- [Exercise details] Count how many lines of the material below have the word "persisted" and give only the number.
Stored data Block Start
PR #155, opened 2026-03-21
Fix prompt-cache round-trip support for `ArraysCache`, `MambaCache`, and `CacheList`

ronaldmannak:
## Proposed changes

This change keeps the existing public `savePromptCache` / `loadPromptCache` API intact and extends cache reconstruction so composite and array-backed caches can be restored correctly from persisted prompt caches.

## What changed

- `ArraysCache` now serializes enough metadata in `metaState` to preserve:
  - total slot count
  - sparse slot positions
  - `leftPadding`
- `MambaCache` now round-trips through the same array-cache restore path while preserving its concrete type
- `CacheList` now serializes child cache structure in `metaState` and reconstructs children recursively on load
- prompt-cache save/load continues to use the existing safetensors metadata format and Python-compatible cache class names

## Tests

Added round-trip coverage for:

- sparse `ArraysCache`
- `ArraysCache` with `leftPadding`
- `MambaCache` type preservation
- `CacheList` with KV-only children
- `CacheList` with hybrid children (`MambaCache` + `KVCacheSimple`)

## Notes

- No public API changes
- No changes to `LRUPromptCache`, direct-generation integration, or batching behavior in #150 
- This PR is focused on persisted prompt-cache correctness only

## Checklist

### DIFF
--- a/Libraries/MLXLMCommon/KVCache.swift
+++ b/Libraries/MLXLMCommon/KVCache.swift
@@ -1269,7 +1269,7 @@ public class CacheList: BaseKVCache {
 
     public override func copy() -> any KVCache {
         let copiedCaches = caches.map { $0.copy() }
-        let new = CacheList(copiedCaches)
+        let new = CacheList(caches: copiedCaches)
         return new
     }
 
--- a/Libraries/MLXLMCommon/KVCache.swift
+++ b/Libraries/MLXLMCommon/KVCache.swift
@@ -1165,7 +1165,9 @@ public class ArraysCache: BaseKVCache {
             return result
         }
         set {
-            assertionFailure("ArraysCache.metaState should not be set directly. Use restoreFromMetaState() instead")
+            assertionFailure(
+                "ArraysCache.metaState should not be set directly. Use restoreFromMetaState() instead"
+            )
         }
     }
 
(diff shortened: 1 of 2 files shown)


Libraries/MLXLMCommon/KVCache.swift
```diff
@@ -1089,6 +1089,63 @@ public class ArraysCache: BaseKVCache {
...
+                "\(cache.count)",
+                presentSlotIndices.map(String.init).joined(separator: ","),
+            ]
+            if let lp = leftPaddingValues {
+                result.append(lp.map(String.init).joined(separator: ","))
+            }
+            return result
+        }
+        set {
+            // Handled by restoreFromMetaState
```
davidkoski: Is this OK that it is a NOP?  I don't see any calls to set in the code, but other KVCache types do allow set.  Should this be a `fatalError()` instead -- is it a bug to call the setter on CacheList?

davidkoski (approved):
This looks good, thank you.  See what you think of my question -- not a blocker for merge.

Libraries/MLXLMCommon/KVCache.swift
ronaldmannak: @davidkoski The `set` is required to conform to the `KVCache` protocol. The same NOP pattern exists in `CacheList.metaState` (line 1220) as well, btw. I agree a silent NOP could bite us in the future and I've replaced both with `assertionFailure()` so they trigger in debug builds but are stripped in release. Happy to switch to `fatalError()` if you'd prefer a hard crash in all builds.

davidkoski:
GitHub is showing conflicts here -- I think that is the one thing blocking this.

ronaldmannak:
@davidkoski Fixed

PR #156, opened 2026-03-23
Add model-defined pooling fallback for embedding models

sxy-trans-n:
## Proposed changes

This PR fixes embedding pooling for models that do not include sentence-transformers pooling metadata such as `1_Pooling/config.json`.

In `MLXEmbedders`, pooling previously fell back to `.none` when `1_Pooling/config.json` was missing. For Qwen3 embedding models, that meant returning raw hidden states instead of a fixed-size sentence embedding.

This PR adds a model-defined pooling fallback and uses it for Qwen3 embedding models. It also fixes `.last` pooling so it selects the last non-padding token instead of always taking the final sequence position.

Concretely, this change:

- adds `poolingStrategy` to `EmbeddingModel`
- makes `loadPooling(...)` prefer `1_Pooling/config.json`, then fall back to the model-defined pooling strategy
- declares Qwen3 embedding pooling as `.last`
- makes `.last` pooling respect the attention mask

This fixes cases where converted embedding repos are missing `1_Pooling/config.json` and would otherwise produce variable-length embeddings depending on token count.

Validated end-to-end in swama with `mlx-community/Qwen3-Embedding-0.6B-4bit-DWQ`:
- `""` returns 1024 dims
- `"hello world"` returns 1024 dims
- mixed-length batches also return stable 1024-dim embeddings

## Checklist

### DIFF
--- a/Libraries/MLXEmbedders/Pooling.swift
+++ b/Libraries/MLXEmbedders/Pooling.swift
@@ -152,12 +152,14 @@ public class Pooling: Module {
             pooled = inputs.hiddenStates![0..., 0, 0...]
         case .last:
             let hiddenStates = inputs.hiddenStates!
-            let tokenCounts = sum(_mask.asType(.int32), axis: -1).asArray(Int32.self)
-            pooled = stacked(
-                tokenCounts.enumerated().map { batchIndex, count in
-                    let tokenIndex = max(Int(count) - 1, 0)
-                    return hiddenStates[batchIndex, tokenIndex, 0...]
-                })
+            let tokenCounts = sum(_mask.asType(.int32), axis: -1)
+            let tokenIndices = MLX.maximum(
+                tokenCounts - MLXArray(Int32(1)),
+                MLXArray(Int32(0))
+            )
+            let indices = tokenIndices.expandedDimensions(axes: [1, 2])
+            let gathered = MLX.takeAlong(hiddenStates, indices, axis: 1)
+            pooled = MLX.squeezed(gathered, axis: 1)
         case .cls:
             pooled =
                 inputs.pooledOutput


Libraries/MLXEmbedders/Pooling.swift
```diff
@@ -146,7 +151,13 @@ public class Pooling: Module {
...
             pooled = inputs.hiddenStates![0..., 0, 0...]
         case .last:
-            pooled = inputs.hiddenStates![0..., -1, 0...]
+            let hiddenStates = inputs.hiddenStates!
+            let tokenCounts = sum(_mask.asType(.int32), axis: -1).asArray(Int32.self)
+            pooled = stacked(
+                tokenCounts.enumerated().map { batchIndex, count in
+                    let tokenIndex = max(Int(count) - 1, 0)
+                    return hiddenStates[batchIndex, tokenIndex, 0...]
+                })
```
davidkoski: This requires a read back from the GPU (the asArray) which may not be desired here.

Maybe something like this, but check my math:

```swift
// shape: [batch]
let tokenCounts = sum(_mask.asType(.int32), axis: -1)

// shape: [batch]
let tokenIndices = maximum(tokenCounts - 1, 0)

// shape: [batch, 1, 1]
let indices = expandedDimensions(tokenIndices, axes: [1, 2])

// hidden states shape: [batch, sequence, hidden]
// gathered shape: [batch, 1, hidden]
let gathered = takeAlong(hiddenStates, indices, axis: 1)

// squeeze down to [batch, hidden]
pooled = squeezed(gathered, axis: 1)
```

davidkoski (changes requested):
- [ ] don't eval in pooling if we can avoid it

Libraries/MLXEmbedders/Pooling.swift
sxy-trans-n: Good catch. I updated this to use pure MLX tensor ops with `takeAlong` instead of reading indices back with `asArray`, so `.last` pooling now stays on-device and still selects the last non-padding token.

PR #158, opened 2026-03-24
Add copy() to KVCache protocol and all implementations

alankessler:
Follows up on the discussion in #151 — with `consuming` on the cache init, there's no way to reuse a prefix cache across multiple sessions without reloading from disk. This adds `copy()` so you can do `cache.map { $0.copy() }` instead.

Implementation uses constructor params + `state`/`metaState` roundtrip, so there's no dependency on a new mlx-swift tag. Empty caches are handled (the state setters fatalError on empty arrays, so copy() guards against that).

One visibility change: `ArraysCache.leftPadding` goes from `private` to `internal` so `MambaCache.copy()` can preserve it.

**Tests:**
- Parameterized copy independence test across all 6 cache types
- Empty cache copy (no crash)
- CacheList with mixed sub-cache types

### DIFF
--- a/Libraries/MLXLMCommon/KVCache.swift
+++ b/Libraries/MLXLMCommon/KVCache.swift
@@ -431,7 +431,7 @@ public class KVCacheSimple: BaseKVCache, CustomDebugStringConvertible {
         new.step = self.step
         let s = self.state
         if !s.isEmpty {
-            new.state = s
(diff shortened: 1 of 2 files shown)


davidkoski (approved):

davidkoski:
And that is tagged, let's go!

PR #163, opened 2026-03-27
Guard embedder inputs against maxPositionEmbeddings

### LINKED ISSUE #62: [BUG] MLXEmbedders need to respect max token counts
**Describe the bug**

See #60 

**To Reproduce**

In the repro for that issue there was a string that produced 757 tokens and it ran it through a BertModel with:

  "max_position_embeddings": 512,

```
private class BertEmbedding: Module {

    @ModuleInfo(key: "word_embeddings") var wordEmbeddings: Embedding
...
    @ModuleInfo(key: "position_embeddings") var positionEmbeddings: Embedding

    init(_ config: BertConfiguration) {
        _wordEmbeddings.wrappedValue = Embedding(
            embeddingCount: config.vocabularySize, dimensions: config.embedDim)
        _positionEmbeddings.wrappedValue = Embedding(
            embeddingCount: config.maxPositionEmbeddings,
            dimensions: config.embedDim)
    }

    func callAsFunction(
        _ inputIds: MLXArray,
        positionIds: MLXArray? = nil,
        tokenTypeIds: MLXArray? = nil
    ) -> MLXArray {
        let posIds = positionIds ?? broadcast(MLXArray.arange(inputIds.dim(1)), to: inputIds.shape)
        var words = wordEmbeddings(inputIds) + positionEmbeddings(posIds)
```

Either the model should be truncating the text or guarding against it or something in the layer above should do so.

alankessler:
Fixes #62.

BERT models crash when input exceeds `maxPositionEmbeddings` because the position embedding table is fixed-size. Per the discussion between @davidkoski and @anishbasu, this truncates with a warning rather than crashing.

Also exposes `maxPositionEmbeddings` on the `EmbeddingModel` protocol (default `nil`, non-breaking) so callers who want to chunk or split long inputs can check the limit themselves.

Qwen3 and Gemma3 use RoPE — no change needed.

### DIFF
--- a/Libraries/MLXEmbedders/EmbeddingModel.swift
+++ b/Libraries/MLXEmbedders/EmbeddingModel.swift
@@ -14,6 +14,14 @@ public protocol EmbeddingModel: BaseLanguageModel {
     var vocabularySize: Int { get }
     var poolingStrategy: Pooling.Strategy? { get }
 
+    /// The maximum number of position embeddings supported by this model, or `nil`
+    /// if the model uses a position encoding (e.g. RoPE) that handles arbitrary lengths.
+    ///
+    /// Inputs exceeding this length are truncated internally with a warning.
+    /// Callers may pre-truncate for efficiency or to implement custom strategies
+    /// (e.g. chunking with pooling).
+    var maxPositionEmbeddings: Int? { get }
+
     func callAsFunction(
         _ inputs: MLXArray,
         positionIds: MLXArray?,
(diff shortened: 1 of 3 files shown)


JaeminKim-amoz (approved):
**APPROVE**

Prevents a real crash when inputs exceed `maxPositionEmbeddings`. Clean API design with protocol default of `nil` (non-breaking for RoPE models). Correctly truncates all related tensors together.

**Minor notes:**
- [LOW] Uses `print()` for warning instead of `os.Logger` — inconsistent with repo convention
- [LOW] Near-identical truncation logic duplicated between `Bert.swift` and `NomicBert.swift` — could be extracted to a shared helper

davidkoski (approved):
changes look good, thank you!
Stored data Block End
- [Answer below] 2